A grad student who drives for a taxi aggregator in his spare time, a stay-at-home parent who earns extra money with a part-time job, and a high school student who chooses offbeat jobs over food delivery apps. Labor economics is widely touted as the last great phase of modern work, whether as the latest innovation in working life management or as a massive new industry that will replace traditional labor relations.
The rise of the gig economy
With the advent of the digital age, today’s workforce is becoming more mobile, with the freedom to work anywhere, which is seen as one of the main reasons for the boom of the gig economy. As a result, we have a generation of people with more options available to them. The gig economy refers to an increasing global growth in the number of gigs, contracts and casual jobs in place of traditional full-time employment. Examples of gig workers include freelance writers, online tutors, digital marketing experts, web developers, cybersecurity experts, and many others.
In an on-demand economy, temporary and flex jobs are common, and companies are inclined to hire independent contractors and freelancers rather than permanent employees. The gig economy has been around since companies started hiring temporary or seasonal workers. One of the benefits of the gig economy is that workers can work in low-intensity jobs while upgrading their skills to fill in-demand positions.
What this means for today’s generation of employees
A study by Niti Aayog on “India’s Booming Gig and Platform Economy” estimated that in 2020-2021, 77 lakh (7.7 million) workers were engaged in the gig economy. According to the report, the gig workforce is expected to grow to 2.35 crore (23.5 million) workers by 2029-30. Currently, around 47% of gig work is in medium-skilled jobs, around 22% in high-skilled jobs, and around 31% in low-skilled jobs. The trend shows that the concentration of medium-skilled workers is gradually decreasing and that of low-skilled and high-skilled workers is increasing.
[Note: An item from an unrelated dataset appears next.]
PR #456, opened 2025-05-01
400 revise input types

EdwinB12:
All input types in the emulator methods are changed from InputLike to TensorLike. 

After some discussion with @sgreenbury - We have decided to keep other input types as InputLike for other modules such as model_selection.py and validation.py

It can be expected that, even if the dominance of medium skills continues until 2030, gig work with other skills will emerge.
Gig employees can spend more time learning new skills than traditional workers because they can work in low-intensity jobs while learning complementary skills. From a worker’s perspective, a gig economy can improve work-life balance compared to many traditional jobs sought by most millennials and GenZers. According to various studies over the years, gig workers are happier, and happier workers tend to be more engaged in their work (which increases productivity), leading to lower absences and turnover. The gig economy empowers workers by giving them flexibility in planning and structuring their days so that they maximize their work and life potential.
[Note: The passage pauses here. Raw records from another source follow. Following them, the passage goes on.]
Issue #366, opened 2025-03-27
Should we replace Poetry?


radka-j:
What is the best alternative?

sgreenbury:
[uv](https://github.com/astral-sh/uv) might be a good alternative since it is similar but faster. There is also a [tool for migration](https://github.com/mkniewallner/migrate-to-uv).

EdwinB12:
I think we should try and get this into the new release at end of month, agreed?

sgreenbury:
Adding a note that we can update in the CI too with https://docs.astral.sh/uv/guides/integration/github/. There is also currently a specific version [torch installed in the CI](https://github.com/alan-turing-institute/autoemulate/blob/46ca7a6c6b35cdc7cb04e687f89fe8cc921e1f75/.github/workflows/ci.yaml#L51-L55) - there are [docs on this in uv too](https://docs.astral.sh/uv/guides/integration/pytorch/#using-a-pytorch-index).

edwardchalstrey1:
Note: came up in chat today that Poetry might make it hard, but not impossible to use AutoEmulate on Baskerville

PR #458, opened 2025-05-07
Add device handling

### LINKED ISSUE #455: Refactor: Add a way of setting the device in AutoEmulate

sgreenbury:
Closes #455.

This PR includes:
- Functions and mixin class (`TorchDeviceMixin`) for device handling
- API to set device upon emulator construction
- Extending the `Emulator` base to inherit from `TorchDeviceMixin`
  - Enables data passed to `__init__()`, `fit()`, `predict()` methods to be on any device with the data moved to the expected device within their implementations
  - Assumes that data passed to `forward()` will already move on the expected device
- Updates the experimental emulators to allow device to be passed and the `Tuner` and `AutoEmulate` classes.
- Add tests


autoemulate/experimental/emulators/lightgbm.py
```diff
@@ -60,6 +62,7 @@ def __init__(  # noqa: PLR0913 allow too many arguments since all currently requ
         self.n_jobs = n_jobs
         self.importance_type = importance_type
         self.verbose = verbose
+        TorchDeviceMixin.__init__(self, device, cpu_only=True)
```
edwardchalstrey1, line 65: Nice, this seems neat!

edwardchalstrey1:
Not sure if this is helpful but if so I can open an issue, looks like GitHub for Team/Enterprise subscriptions (does Turing have this?) allows [GPU machines for GitHub actions](https://docs.github.com/en/actions/using-github-hosted-runners/using-github-hosted-runners/about-github-hosted-runners#larger-runners) so just wandering if there are tests we want to run for GPU models where device is set to Cuda or something like that

sgreenbury:
> Not sure if this is helpful but if so I can open an issue, looks like GitHub for Team/Enterprise subscriptions (does Turing have this?) allows [GPU machines for GitHub actions](https://docs.github.com/en/actions/using-github-hosted-runners/using-github-hosted-runners/about-github-hosted-runners#larger-runners) so just wandering if there are tests we want to run for GPU models where device is set to Cuda or something like that

I really like this idea since it would be great to be able to test GPU support in the CI. I think we might need a separate workflow for it since the current one installs a CPU version of torch I think. This is also discussed in #366.

autoemulate/experimental/emulators/lightgbm.py
sgreenbury: Thanks!

edwardchalstrey1 (approved):
As discussed on Friday, this PR is ready to merge once tests pass, which it looks like they do

PR #464, opened 2025-05-13
Refactor/422 - consistent Utils for experimental code

### LINKED ISSUE #422: Refactor: Add validation functionality and class
From discussion with @cisprague, @edwardchalstrey1, @radka-j, @sgreenbury: following #345 and #399 , revisit the `Base` class to consider where different validation functionality should be. This may involve a hierarchy of validation classes to reflect the emulator, simulator, learner functionality.

edwardchalstrey1:
Closes #422 

This PR refactors commonly used validations, checks and processing into a single `utils.py` and adds tests for each of these functions.

### Reviewers

Read some of my comments below


autoemulate/experimental/data/utils.py
```diff
@@ -110,6 +110,9 @@ def _convert_to_tensors(
                 return x.to(dtype)
             msg = "Number of tensors returned must be greater than zero."
             raise ValueError(msg)
+        # TODO: this error message will never be raised because of
+        # of the value error in _convert_to_dataset
+        # If I remove it, Ruff complains that a return statement is missing
         raise ValueError(
```
edwardchalstrey1, line 116: This error message will never be raised because of the value error in `_convert_to_dataset`, however, if I remove it, Ruff complains that a return statement is missing

autoemulate/experimental/emulators/base.py
```diff
@@ -3,28 +3,32 @@
...
 
+    is_fitted_: bool = False
+
     @abstractmethod
     def _fit(self, x: TensorLike, y: TensorLike): ...
 
     def fit(self, x: TensorLike, y: TensorLike):
         self._check(x, y)
         self._fit(x, y)
+        self.is_fitted_ = True
```
edwardchalstrey1, line 31: I have made this common to all emulators

tests/experimental/test_experimental_utils.py
```diff
@@ -0,0 +1,508 @@
...
+        X = torch.tensor([[1.0, 2.0], [3.0, 4.0], [5.0, 6.0]])
+        y = torch.tensor([1.0, 2.0, 3.0])
+        dataset = TensorDataset(X, y)
+        subset = Subset(dataset, [0, 1])
+        x_tensor, y_tensor = self.mixin._convert_to_tensors(subset)
+
+        assert torch.equal(x_tensor, torch.tensor([[1.0, 2.0], [3.0, 4.0]]))
+        assert torch.equal(y_tensor, torch.tensor([[1.0], [2.0]]))
+
+    # def test_convert_to_tensors_invalid(self):
```
edwardchalstrey1, line 83: See [above comment](https://github.com/alan-turing-institute/autoemulate/pull/464#discussion_r2095306906) why this is commented out for now

tests/experimental/test_experimental_utils.py
```diff
@@ -0,0 +1,508 @@
...
+        """
+        Test check_covariance with an invalid covariance matrix.
+        """
+        sigma = torch.tensor([[1.0, 2.0]])
+        with pytest.raises(ValueError, match="Invalid covariance matrix shape"):
+            self.mixin.check_covariance(tensor_2d, sigma)
+
+    def test_trace(self, sigma_full, tensor_2d, tensor_1d):
+        """
+        Test trace computation for covariance matrices.
```
edwardchalstrey1, line 414: @cisprague I've had a go at adding tests for most of the Validation functions, but I wasn't sure on the `trace` and `logdet` functions - it may be worth you having a review of how I've set all of these up

autoemulate/experimental/data/utils.py
```diff
@@ -183,12 +183,333 @@ def _denormalize(
...
+    Mixin class for validation methods.
+    This class provides static methods for checking the types and shapes of
+    input and output data, as well as validating specific tensor shapes.
+    """
+
+    @staticmethod
+    def _check(x: TensorLike, y: TensorLike | None):
+        """
+        Check the types and shape are correct for the input data.
+        Checks are equivalent to sklearn's check_array.
```
edwardchalstrey1, line 198: The below code attempts to do what sklearn was doing with `check_array`, but considering that we have tensors as oppose to numpy arrays - I'm open to people suggesting this isn't needed or should be changed

radka-j: I think this looks great and captures what we expect for x and y.

autoemulate/experimental/data/utils.py
```diff
@@ -183,12 +183,333 @@ def _denormalize(
...
+
+        return x, y
+
+    @staticmethod
+    def _check_output(output: OutputLike):
+        """
+        Check the types and shape are correct
+        for the output data.
+        """
+        # TODO: add any common checks for output data
```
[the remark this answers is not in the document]
radka-j: I guess this ensures that once we are add new emulators they are not returning anything unexpected. That can be useful but I am also happy to skip it.

radka-j (approved):
Looks great!

autoemulate/experimental/data/utils.py
```diff
@@ -1,13 +1,13 @@
...
-import torch.utils
-import torch.utils.data
-from autoemulate.experimental.types import InputLike, TensorLike
+from autoemulate.experimental.types import InputLike, OutputLike, TensorLike
 from sklearn.utils.validation import check_X_y
 from torch.utils.data import DataLoader, Dataset, Subset, TensorDataset, random_split
 
 
-class InputTypeMixin:
+class ConversionMixin:
```
radka-j, line 10: Minor question. This class has `_normalize` and `_denormalize` methods, which are used to standardise the Ys whereas the `Standardizer` is used for the same purpose but on the Xs. I think it makes sense to have both but maybe we can document a bit better why we have both? Should we be doing something else?

edwardchalstrey1: Good spot, I think these should probably be part of the same Mixin class

edwardchalstrey1: Good point, perhaps we don't need both or perhaps they should be part of the same mixin?
For now I have refactored `ConversionMixin._normalize` to use `Standardizer`.

@sgreenbury perhaps we can discuss the logic around this in the Standardizer init:

```
# Set small values in std as 1.0 instead, see:
# https://github.com/scikit-learn/scikit-learn/blob/812ff67e6725a8ca207a37f5ed4bfeafc5d1265d/sklearn/preprocessing/_data.py#L111
std[std < 10 * torch.finfo(std.dtype).eps] = 1.0
```

sgreenbury: > @sgreenbury perhaps we can discuss the logic around this in the Standardizer init:
> 
> ```
> # Set small values in std as 1.0 instead, see:
> # https://github.com/scikit-learn/scikit-learn/blob/812ff67e6725a8ca207a37f5ed4bfeafc5d1265d/sklearn/preprocessing/_data.py#L111
> std[std < 10 * torch.finfo(std.dtype).eps] = 1.0
> ```

Yes, so this is to not scale elements that are very small as would be dividing by 0.

sgreenbury: I think it might be worth keeping the `Preprocessor`ABC and `Standardizer` in a separate module since this relates to different functionality. They might also be removed following #348.

autoemulate/experimental/data/utils.py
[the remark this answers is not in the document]
sgreenbury: Agree it might be worth checking the following:
- `isinstance(output, OutputLike)` and raise error if not?
- If it is `TensorLike` that it is 2D (we will need to revise this as expand to models with different shape, but could be useful for now)
what do you think?

autoemulate/experimental/data/utils.py
```diff
@@ -175,20 +178,340 @@ def _random_split(
...
+            raise ValueError(f"Expected x to be TensorLike, got {type(x)}")
+
+        if y is not None and not isinstance(y, TensorLike):
+            raise ValueError(f"Expected y to be TensorLike, got {type(y)}")
+
+        # Check x
+        if not torch.isfinite(x).all():
+            msg = "Input tensor x contains non-finite values"
+            raise ValueError(msg)
+        if x.dtype not in (torch.float32, torch.float64, torch.int32, torch.int64):
```
sgreenbury, line 215: Perhaps it's worth adding this union of types in the `types.py` e.g. as `TorchScalarLike`?

autoemulate/experimental/emulators/lightgbm.py
```diff
@@ -112,17 +80,26 @@ def _fit(self, x: TensorLike, y: TensorLike):
...
 
     def _predict(self, x: TensorLike) -> OutputLike:
         """Predicts the output of the emulator for a given input."""
-        x = check_array(x)
-        # TODO (#422): move to predict() and consider if required
-        check_is_fitted(self, "is_fitted_")
         y_pred = self.model_.predict(x)
-        # Ensure the output is a 2D tensor array with shape (n_samples, 1)
-        return Tensor(y_pred.reshape(-1, 1))  # type: ignore PGH003
+        _, y = self._convert_to_tensors(x, y_pred)  # type: ignore PGH003
```
sgreenbury, line 101: Looking at this again, it seems that it is `spmatrix` (`from scipy.sparse import spamtrix`) and `list` return possibilities we don't suppport. Perhaps instead of ignore we can add?
```python
assert not isinstance(y_pred, (spmatrix, list))
```

autoemulate/experimental/emulators/neural_processes/conditional_neural_process.py
```diff
@@ -447,8 +440,8 @@ def _predict(self, x: TensorLike) -> DistributionLike:
             raise ValueError(msg)
 
         # Unsqueeze the batch dimension for x_train, y_train and x_target
-        x_train = self.x_train.unsqueeze(0)
-        y_train = self.y_train.unsqueeze(0)
+        x_train = self.x_train.unsqueeze(0)  # type: ignore PGH003
+        y_train = self.y_train.unsqueeze(0)  # type: ignore PGH003
```
sgreenbury, line 444: Perhaps we can do:
```suggestion
        assert isinstance(self.x_train, TensorLike)
        assert isinstance(self.y_train, TensorLike)
        x_train = self.x_train.unsqueeze(0)
        y_train = self.y_train.unsqueeze(0)
```
since we have checked that it is fitted and x_train and y_train are assigned during the fit.

autoemulate/experimental/data/utils.py
edwardchalstrey1: Doesn't look to be possible to alias `torch.dtype`s so maybe I could switch this logic to just checking that the dtype is not bool - see list of [dtypes](https://docs.pytorch.org/docs/stable/tensor_attributes.html)

edwardchalstrey1: Or perhaps we don't need this check at all

sgreenbury:
I think this is looking great, thanks @edwardchalstrey1. I left a few small comments above.

A remaining question I had was the extent we expect the subclassing of emulators to handle conversion / check shapes of tensors? I think we're still doing that at the moment in e.g. GPs and I think it might be good to move this logic out of any `._fit()`/ `._predict()` calls and into the `.fit()` / `.predict()` to simplify the subclasses. The logic around this might need further refinement as we extend to support data with additional dimensions but might be worthwhile introducing the handling for this at this point. This could also be opened as a separate issue / PR.

radka-j:
@sgreenbury I like the suggestion for `fit` and `predict` to handle checks and conversions. Agree that this could be a separate PR.

tests/experimental/test_experimental_utils.py
edwardchalstrey1: Leave for future PR

autoemulate/experimental/data/utils.py
edwardchalstrey1: Move this back

autoemulate/experimental/data/utils.py
edwardchalstrey1: # dtype's
TorchScalarDtype = (torch.float32, torch.float64, torch.int32, torch.int64)

edwardchalstrey1:
> I think this is looking great, thanks @edwardchalstrey1. I left a few small comments above.
> 
> A remaining question I had was the extent we expect the subclassing of emulators to handle conversion / check shapes of tensors? I think we're still doing that at the moment in e.g. GPs and I think it might be good to move this logic out of any `._fit()`/ `._predict()` calls and into the `.fit()` / `.predict()` to simplify the subclasses. The logic around this might need further refinement as we extend to support data with additional dimensions but might be worthwhile introducing the handling for this at this point. This could also be opened as a separate issue / PR.

Opened #486

edwardchalstrey1:
Final TODOs:
- [ ] update `_check_output`
- [ ] Move Preprocessor and Standardizer back to a separate module

autoemulate/experimental/data/utils.py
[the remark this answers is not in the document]
edwardchalstrey1: Added issue #487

The rise of the gig economy greatly benefits the new generation of employees, providing new job opportunities and multiple sources of income, as gig workers can hold multiple jobs simultaneously. Speculation is that the gig economy will grow substantially in the coming decades – and with good reason. With the rise of freelance apps and a growing jobs crisis, on-demand jobs are becoming more desirable and available to a generation of tech-savvy millennials.
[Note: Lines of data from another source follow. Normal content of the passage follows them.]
PR #471, opened 2025-05-15
Improve handling of Gaussians distributions

cisprague:
This pull request is intended to improve the handling of Gaussians in AutoEmulate and standardize the outputs active learners can expects from emulators.

Implemented covariance structures:
- [x] Full covariance
- [x] Block-diagonal
- [x] Diagonal
- [x] Separable 
- [ ] Dirac
- [ ] Empirical
- [ ] Ensemble

### DIFF
--- a/autoemulate/experimental/data/gaussian.py
+++ b/autoemulate/experimental/data/gaussian.py
@@ -1,0 +1,113 @@
+from abc import ABC, abstractmethod
+from dataclasses import dataclass
+import torch
+from torch import Tensor
+
+@dataclass
+class Gaussian(ABC):
+    """Abstract base for a Gaussian emulator over n inputs and d outputs."""
+    mean: Tensor  # shape [n, d]
+
+    def __post_init__(self):
+        if not isinstance(self.mean, Tensor) or self.mean.ndim != 2:
+            raise ValueError("`mean` must be a 2D torch.Tensor of shape [n, d]")
+
+    @property
+    def n(self) -> int:
+        return self.mean.shape[0]
+
+    @property
+    def d(self) -> int:
+        return self.mean.shape[1]
+
+    @abstractmethod
+    def logdet(self) -> Tensor:
+        """Log‐determinant of the full covariance."""
+        ...
+
+    @abstractmethod
+    def trace(self) -> Tensor:
+        """Trace of the full covariance."""
+        ...
+
+    @abstractmethod
+    def max_eig(self) -> Tensor:
+        """Largest eigenvalue (spectral norm) of the full covariance."""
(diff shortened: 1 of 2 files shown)


cisprague:
Need to discuss how to handle empirically constructed Gaussians. Currently, we have explicit specialised classes to handle them, e.g. `Empirical_Block_Diagonal`, but we could also append class methods `from_samples` to each class, e.g. `Block_Diagonal.from_samples`. Either way, there needs to be a way to convert the classes to `Dense` to construct ensembles with `Ensemble` --- the method `to_dense` accomplishes this.

Lastly, regarding compatibility with `GPyTorch`: they internally use [LinearOperator](https://github.com/cornellius-gp/linear_operator) to handle different kernel specialisations, which looks good but might be a bit more than we need.

cisprague:
> Need to discuss how to handle empirically constructed Gaussians. Currently, we have explicit specialised classes to handle them, e.g. `Empirical_Block_Diagonal`, but we could also append class methods `from_samples` to each class, e.g. `Block_Diagonal.from_samples`. Either way, there needs to be a way to convert the classes to `Dense` to construct ensembles with `Ensemble` --- the method `to_dense` accomplishes this.
> 
> Lastly, regarding compatibility with `GPyTorch`: they internally use [LinearOperator](https://github.com/cornellius-gp/linear_operator) to handle different kernel specialisations, which looks good but might be a bit more than we need.

We now have `.to_dense()` and `.from_dense()` for most of the structured classes. These methods allow for the aggregation of structured distributions into an `Ensemble` class.

```python
# Anisotropic empirical distribution from k samples at n sampling locations, each with d dimensions
k, n, d = 1000, 50, 3
samples = torch.rand(k, n, d)
dist0 = Empirical(samples)

# Isotropic empirical distribution (set off-diagonal elements to zero)
samples = torch.rand(k, n, d)
dist1 = Diagonal.from_dense(Empirical(samples))

# Just to demonstrate to the .to_dense() method
dist1 = Diagonal.from_dense(dist1.to_dense())

# We can combine them into an ensemble
dist2 = Ensemble([dist0, dist1])
print(dist2.logdet(), dist2.trace(), dist2.max_eig())
```

radka-j:
This is looking great! I just want to confirm we all agree with where this code is meant to sit and how it is meant to be used. My understanding is that it will be within the active learning module and these classes are used to reshape the covariance matrix of the torch distribution returned by AutoEmulate (`GaussianLike`) to enable efficient metrics computation. Is this correct?

radka-j:
It would also help me if we had some examples to illustrate when/how the different covariance structures emerge.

In India, there are 15 million gig workers employed in industries like software, shared services and professional services, according to a report. Waves of social media buzz make a compelling case for the viability of gig work. A growing number of freelancers are becoming more comfortable with the gig economy, with maximum people feeling more financially secure. The findings reveal just how financially dependent people are on the gig economy, with many forced to take on-demand jobs on top of regular employment to make ends meet.
The majority workforce is made up of Millennials and Gen Z, who will choose on-demand work over a more traditional full-time office environment at all times, and so employers are trying to accommodate these changing needs and appetites.
The opinions expressed above are those of the author.